Tuesday, April 14, 2015

Great Expectations: Mount Anne Circuit, Part V

All Those Expectations

Thinking about this trip later, it seemed to me the crux of the matter was how slowly we were walking the final 12 kilometres out to the road. We had expected to walk at our usual pace which varies between 3 and 5 kilometres per hour yet found ourselves managing to average somewhat under 2 kilometres per hour on the worst section of track. I wondered if we had not expected to encounter the "maintained" Lake Judd track, or had any expectation of walking at our normal pace, perhaps the last day of the walk would not have felt so tedious. While much of the final days walk is in thick timber where you can see nothing, along the button grass plains beside the Anne River you are actually walking along under a broad and open sky with the looming Schnells Ridge above. The "track," however, is so poor that it is impossible to look at anything other than your feet which certainly diminishes ones walking experience. 

There was, of course, all the other expectations. Our expectations that walking from the High Camp Memorial Hut to Lonely Tarns via Mount Anne might take ten hours or more (using the longer end of the track notes guide - three hours to Shelf Camp, two hours to summit Mount Anne, and six hours to walk to Lonely Tarns), when it actually took us only eight hours total (including our stops). Had I known that I would cruise in to camp feeling fresh at 4.00 pm, I would have spent a half hour on the summit of Mount Anne instead of about three minutes. 

 Descending to Lonely Tarns,
Doug B. photo

The expectations of others also surprised me. The women we shared the hut with, who, upon reflection (perhaps even at the time) were overly optimistic (or overly confident in their abilities) and thought they would walk from High Camp Memorial Hut to Lonely Tarns in six hours, and ended up taking almost double that time. 

And finally, the expectations others seemed to have of me. That somehow, simply because of my chronological age I would be slow and incompetent, when in fact, we were faster than people thirty years younger than us. Some of our speed is due to fitness (although in the scheme of things there are many people faster than us), but a good chunk of our speed is due to experience. We have simply been plugging away in the mountains for multiple decades and have learnt how to travel quickly and efficiently. We carry only what we need (not the five or six nested pots I watched the women extract from their packs which was made more bizarre by the fact that their dinner involved pouring boiling water into a bag - surely one pot would suffice) and nothing more. We keep moving and/or take only short breaks, and we have 20 years of climbing experience behind us. 
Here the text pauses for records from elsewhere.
PR #8597, opened 2017-01-10
Make GB+Tree purely internal data structure

burqen:
Treat GB+Tree as purely internal data structure by removing `Index` interface and move
`o.n.i.gbptree -> o.n.i.internal.gbptree`.


MishaDemianenko:
@burqen it looks like there is a test failure related to new index

burqen:
@MishaDemianenko Addressed

MishaDemianenko:
@burqen can you please rebase

tinwelint:
Rebased now

community/index/src/main/java/org/neo4j/index/internal/gbptree/ConsistencyChecker.java
```diff
@@ -17,22 +17,23 @@
  * You should have received a copy of the GNU General Public License
  * along with this program.  If not, see <http://www.gnu.org/licenses/>.
  */
-package org.neo4j.index.gbptree;
```
MishaDemianenko, line 20: @tinwelint @burqen i'm surprised a bit to see that all classes are moved to internal package now; was excepting to see there only things that should be internal to this module and in public package something that should be visible and used outside of this module

MishaDemianenko (approved):

community/index/src/main/java/org/neo4j/index/internal/gbptree/ConsistencyChecker.java
tinwelint: Mostly this is to not commit to a public surface since this is purely internal stuff a.t.m.

PR #8604, opened 2017-01-11
Added a way to override default values in config for docs

spacecowboy:
Some settings are calculated at runtime and depend on the current
machine. This is problematic for documentation which uses the default
values and prints them in the manual. This change adds an Annotation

 Lightening Ridge and the Lonely Tarns,
Doug B. photo

But I too have expectations about others based on their appearance. Certainly, when I see the grey nomads waddling around with their large insulin resistant bellies travelling a metre in front of the rest of their frames, I think "too many pies." I know too that when I see walkers whose gear is all shiny and new (or are wearing white shirts - how does anyone manage to keep a shirt white in Tasmania?), carry superfluous gear, apply deodorant (you're going to sweat, embrace it), or do any of the other trade mark things that identify the novice walker, I recognise their inexperience immediately. I hope, however, that I do not let that colour my entire opinion of the person. I remember well my own early days. I returned from my first overnight walk in Tasmania looking as if I had been bull-whipped with barbed wire. I had no gaitors or long pants and the route (this was a route not a track) I traversed covered about 20 km of dense prickly bush that ripped my legs to shreds. A classic rookie mistake I was never to make again. 

In the end, it's impossible not to have some expectations: about how hard the walk/climb/paddle will be, how well our abilities will match the difficulties, and, being human, we will even make judgements about the abilities of other people we meet. We must have some confidence that we can complete our objective, but not so much hubris that we fail to adequately prepare for the difficulties ahead. Most importantly, we must not let the expectations others have of us, undermine our own confidence because, those expectations might just be wrong.